It’s mid-November, and you know what that means: the holiday season is literally right around the corner. I’m looking forward to having some time off for Thanksgiving next week, but still–the holidays can be just plain overwhelming.
That means it’s time to start getting yourself prepared for the holiday rush. Once Thanksgiving is upon us, everything moves too quickly to be managed–now is the time to do what you can to make your holidays a pleasant experience. Next week, I’ll be offering some thoughts about how introverts can survive the holiday season with a minimum of trauma. For now, I offer these suggestions for holiday prep.
Make multiple lists and check them twice.
I’m a list-maker by nature, which is one of the reasons I was so pleased to find the List Maker app. (It’s also available for iPhone, by the way.) List Maker has a convenient little check box feature that lets me feel a sense of accomplishment when I get something done, and it lets me keep track of multiple lists without carrying around multiple pieces of paper.
I make lists of gifts I’ve already purchased, gifts I need to purchase (particularly handy if you have friends or family members celebrating birthdays during the holiday season), as well as holiday meal shopping lists and To Do lists by specific day (to make sure all the things on other lists get done). Checking things off a list helps me feel a sense of control when life gets hectic. I’m nerdy that way.

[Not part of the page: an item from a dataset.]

PR #34, opened 2020-10-14
Add unit suffix to reconcile duration metric

seaneagan:
In order to align with the [prometheus metric naming guidelines](https://prometheus.io/docs/practices/naming/) which say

Get events on the calendar.
For years, we’ve kept a family calendar at our “family command center.” That sounds fancy, but it’s really just a bulletin board for important documents, baskets that served as drop-off and pick-up spots for papers that needed a signature (no longer a necessary part of the command center, now that our kids are grown), and a calendar where each of us can track our commitments.
The calendar allows us to see which events conflict with each other. When we receive an invitation, if there’s already an event on the calendar that makes it impossible to attend another, we can send our regrets immediately. If we need to attend two functions by cutting each one short, we can plan ahead. Google calendar can function in this same way, if you create a group calendar, but I like having a physical family calendar.
Check your expectations.
I’m the family chef. I like cooking and shopping for groceries, so this isn’t a problem–and Mike takes care of the kitchen clean-up, which is the part of cooking I hate. This year, however, it occurred to me that I have a grown daughter with her own apartment who could make a contribution to the family Thanksgiving meal. When did I have that revelation? When she asked “Is there anything you want me to bring when I come for Thanksgiving?” It didn’t even occur to me that someone else might help out.

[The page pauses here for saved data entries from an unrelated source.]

PR #35, opened 2020-10-19
Introduce `version` package

hiddeco:
Ref: https://github.com/fluxcd/source-controller/issues/127

### DIFF
--- a/version/version_test.go
+++ b/version/version_test.go
@@ -1,0 +1,49 @@
+/*
+Copyright 2020 The Flux CD contributors.
+
+Licensed under the Apache License, Version 2.0 (the "License");
+you may not use this file except in compliance with the License.
+You may obtain a copy of the License at
+
+    http://www.apache.org/licenses/LICENSE-2.0
+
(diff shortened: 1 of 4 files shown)


version/version_test.go
```diff
@@ -0,0 +1,49 @@
...
+		{"v1.0", true},
+		{"v1", true},
+		{"v1.2.beta", true},
+		{"v1.2-5", true},
+		{"v1.2-beta.5", true},
+		{"\nv1.2", true},
+		{"v1.2.0-x.Y.0+metadata", false},
+		{"v1.2.0-x.Y.0+metadata-width-hypen", false},
+		{"v1.2.3-rc1-with-hypen", false},
+		{"v1.2.3.4", true},
```
stefanprodan, line 38: Can you please add `1.0.0` and `100`

hiddeco: Then we are duplicating tests from the package we import.

stefanprodan (approved):

PR #36, opened 2020-10-19
Document the contract of reconcileAt

squaremo:


hiddeco (approved):
Thanks Michael :coffee: 

In addition to this, we should probably spark a new discussion about the rename, as I think your comments made sense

If you’ve always done things a certain way, maybe it’s time to ask yourself whether it has to be that way. This year, I asked each person who will be at our Thanksgiving dinner to choose a favorite side dish. Some of the usual fare won’t be on the table, but that’s all right–the fact that we aren’t eating it on Thanksgiving day doesn’t mean we won’t eat it at all.
Start shopping, if you haven’t already.
I’ll be honest: I hate shopping for anything other than groceries. And because I hate it, I tend to put it off. I am not one of those people looking for great gift buys in July. But doing your shopping at the last minute, when everything is picked over and the stores are crowded with people who really don’t want to be there, makes an unpleasant task even less appealing. I’ve found two solutions to this problem: online shopping, and buying things whenever I see them offered at a reasonable price.
Lots of people wait to make a purchase, on the theory that the price will go down even further as the holidays approach–and while that might be true, I find the unpleasantness of endless shopping far outweighs the pleasure of getting the best deal. When I see a gift at a price I can afford, I buy it. If the price goes down later, chances are I won’t even notice, because I’m done shopping. And if I do notice–maybe I kick myself for buying it earlier, but probably not. The purpose of holiday gift-buying is to purchase something your friend or family member will enjoy. If you get a bargain in the process, great. If not–well, you’ve still made your loved one happy. That’s the point.
Create a self-care schedule you can stick to.
For me, self-care includes taking time to go the gym, or for a walk or run in my neighborhood. It also includes having some quiet time alone. Now is the time to figure out how to fit self-care activities into your holiday schedule.
When week nights are overtaken by holiday concerts and parties, that might mean getting up early to go to the gym. When your weekends are booked up as well, that might mean moving household chores from Saturday morning to another day of the week, so you aren’t sacrificing self-care for quality time with the vacuum cleaner (or driving yourself crazy by watching a stampede of dust bunnies.) Whether you create a schedule week by week, depending on what your calendar looks like, or a schedule that will last throughout the holiday season, do whatever it takes to take care of yourself. And when it feels self-indulgent, keep in mind that you’re actually doing yourself–and everyone who sees you at those holiday events–a great kindness.